* **EXERCISE PROMPT**: All of the data below is to be written out again exactly.

* **RECORDS FOR THE TASK**:
════════
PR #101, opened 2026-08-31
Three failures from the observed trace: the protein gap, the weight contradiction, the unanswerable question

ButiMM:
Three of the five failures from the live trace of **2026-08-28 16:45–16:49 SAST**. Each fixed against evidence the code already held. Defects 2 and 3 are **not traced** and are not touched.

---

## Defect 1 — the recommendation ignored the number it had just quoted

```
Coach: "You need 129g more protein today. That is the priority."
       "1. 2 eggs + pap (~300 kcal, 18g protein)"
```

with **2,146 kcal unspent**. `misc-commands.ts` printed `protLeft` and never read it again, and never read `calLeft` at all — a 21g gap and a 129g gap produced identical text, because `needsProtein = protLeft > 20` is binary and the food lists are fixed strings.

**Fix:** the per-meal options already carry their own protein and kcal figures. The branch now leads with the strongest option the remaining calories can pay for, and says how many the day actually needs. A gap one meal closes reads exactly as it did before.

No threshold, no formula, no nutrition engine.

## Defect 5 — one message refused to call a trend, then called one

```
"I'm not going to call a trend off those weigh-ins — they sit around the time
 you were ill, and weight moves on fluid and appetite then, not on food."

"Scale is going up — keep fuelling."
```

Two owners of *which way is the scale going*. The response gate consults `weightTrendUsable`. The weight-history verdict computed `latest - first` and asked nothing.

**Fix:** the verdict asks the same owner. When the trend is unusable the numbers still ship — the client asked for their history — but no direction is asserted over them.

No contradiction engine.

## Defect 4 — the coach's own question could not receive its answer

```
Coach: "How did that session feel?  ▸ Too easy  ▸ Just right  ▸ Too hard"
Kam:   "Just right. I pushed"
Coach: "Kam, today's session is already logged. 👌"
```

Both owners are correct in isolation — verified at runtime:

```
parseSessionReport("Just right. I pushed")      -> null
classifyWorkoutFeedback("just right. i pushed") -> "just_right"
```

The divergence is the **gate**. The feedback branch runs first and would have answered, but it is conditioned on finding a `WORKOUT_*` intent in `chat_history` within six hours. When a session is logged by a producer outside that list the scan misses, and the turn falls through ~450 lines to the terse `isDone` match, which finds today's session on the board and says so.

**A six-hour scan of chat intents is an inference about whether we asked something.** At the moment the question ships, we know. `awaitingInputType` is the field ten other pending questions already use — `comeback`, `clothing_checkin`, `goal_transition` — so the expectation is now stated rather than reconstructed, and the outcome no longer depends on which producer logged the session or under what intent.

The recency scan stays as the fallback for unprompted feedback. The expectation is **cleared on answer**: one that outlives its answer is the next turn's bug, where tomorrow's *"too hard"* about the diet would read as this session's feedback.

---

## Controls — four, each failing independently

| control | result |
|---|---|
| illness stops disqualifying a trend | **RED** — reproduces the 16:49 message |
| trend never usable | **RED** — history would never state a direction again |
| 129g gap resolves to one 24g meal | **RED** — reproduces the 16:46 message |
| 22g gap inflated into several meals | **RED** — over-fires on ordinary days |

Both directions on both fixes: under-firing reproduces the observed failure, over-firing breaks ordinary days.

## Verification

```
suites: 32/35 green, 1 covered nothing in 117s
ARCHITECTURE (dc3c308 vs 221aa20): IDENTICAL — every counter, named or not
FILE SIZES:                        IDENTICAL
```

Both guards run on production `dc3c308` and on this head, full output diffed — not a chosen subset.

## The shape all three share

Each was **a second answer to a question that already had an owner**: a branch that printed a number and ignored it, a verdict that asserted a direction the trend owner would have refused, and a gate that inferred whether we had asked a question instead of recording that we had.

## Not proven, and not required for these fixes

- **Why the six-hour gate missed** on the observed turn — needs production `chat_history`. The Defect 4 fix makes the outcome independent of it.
════════
* **WRITTEN RESPONSE**:
PR #101, opened 2026-08-31
Three failures from the observed trace: the protein gap, the weight contradiction, the unanswerable question

ButiMM:
Three of the five failures from the live trace of **2026-08-28 16:45–16:49 SAST**. Each fixed against evidence the code already held. Defects 2 and 3 are **not traced** and are not touched.

---

## Defect 1 — the recommendation ignored the number it had just quoted

```
Coach: "You need 129g more protein today. That is the priority."
       "1. 2 eggs + pap (~300 kcal, 18g protein)"
```

with **2,146 kcal unspent**. `misc-commands.ts` printed `protLeft` and never read it again, and never read `calLeft` at all — a 21g gap and a 129g gap produced identical text, because `needsProtein = protLeft > 20` is binary and the food lists are fixed strings.

**Fix:** the per-meal options already carry their own protein and kcal figures. The branch now leads with the strongest option the remaining calories can pay for, and says how many the day actually needs. A gap one meal closes reads exactly as it did before.

No threshold, no formula, no nutrition engine.

## Defect 5 — one message refused to call a trend, then called one

```
"I'm not going to call a trend off those weigh-ins — they sit around the time
 you were ill, and weight moves on fluid and appetite then, not on food."

"Scale is going up — keep fuelling."
```

Two owners of *which way is the scale going*. The response gate consults `weightTrendUsable`. The weight-history verdict computed `latest - first` and asked nothing.

**Fix:** the verdict asks the same owner. When the trend is unusable the numbers still ship — the client asked for their history — but no direction is asserted over them.

No contradiction engine.

## Defect 4 — the coach's own question could not receive its answer

```
Coach: "How did that session feel?  ▸ Too easy  ▸ Just right  ▸ Too hard"
Kam:   "Just right. I pushed"
Coach: "Kam, today's session is already logged. 👌"
```

Both owners are correct in isolation — verified at runtime:

```
parseSessionReport("Just right. I pushed")      -> null
classifyWorkoutFeedback("just right. i pushed") -> "just_right"
```

The divergence is the **gate**. The feedback branch runs first and would have answered, but it is conditioned on finding a `WORKOUT_*` intent in `chat_history` within six hours. When a session is logged by a producer outside that list the scan misses, and the turn falls through ~450 lines to the terse `isDone` match, which finds today's session on the board and says so.

**A six-hour scan of chat intents is an inference about whether we asked something.** At the moment the question ships, we know. `awaitingInputType` is the field ten other pending questions already use — `comeback`, `clothing_checkin`, `goal_transition` — so the expectation is now stated rather than reconstructed, and the outcome no longer depends on which producer logged the session or under what intent.

The recency scan stays as the fallback for unprompted feedback. The expectation is **cleared on answer**: one that outlives its answer is the next turn's bug, where tomorrow's *"too hard"* about the diet would read as this session's feedback.

---

## Controls — four, each failing independently

| control | result |
|---|---|
| illness stops disqualifying a trend | **RED** — reproduces the 16:49 message |
| trend never usable | **RED** — history would never state a direction again |
| 129g gap resolves to one 24g meal | **RED** — reproduces the 16:46 message |
| 22g gap inflated into several meals | **RED** — over-fires on ordinary days |

Both directions on both fixes: under-firing reproduces the observed failure, over-firing breaks ordinary days.

## Verification

```
suites: 32/35 green, 1 covered nothing in 117s
ARCHITECTURE (dc3c308 vs 221aa20): IDENTICAL — every counter, named or not
FILE SIZES:                        IDENTICAL
```

Both guards run on production `dc3c308` and on this head, full output diffed — not a chosen subset.

## The shape all three share

Each was **a second answer to a question that already had an owner**: a branch that printed a number and ignored it, a verdict that asserted a direction the trend owner would have refused, and a gate that inferred whether we had asked a question instead of recording that we had.

## Not proven, and not required for these fixes

- **Why the six-hour gate missed** on the observed turn — needs production `chat_history`. The Defect 4 fix makes the outcome independent of it.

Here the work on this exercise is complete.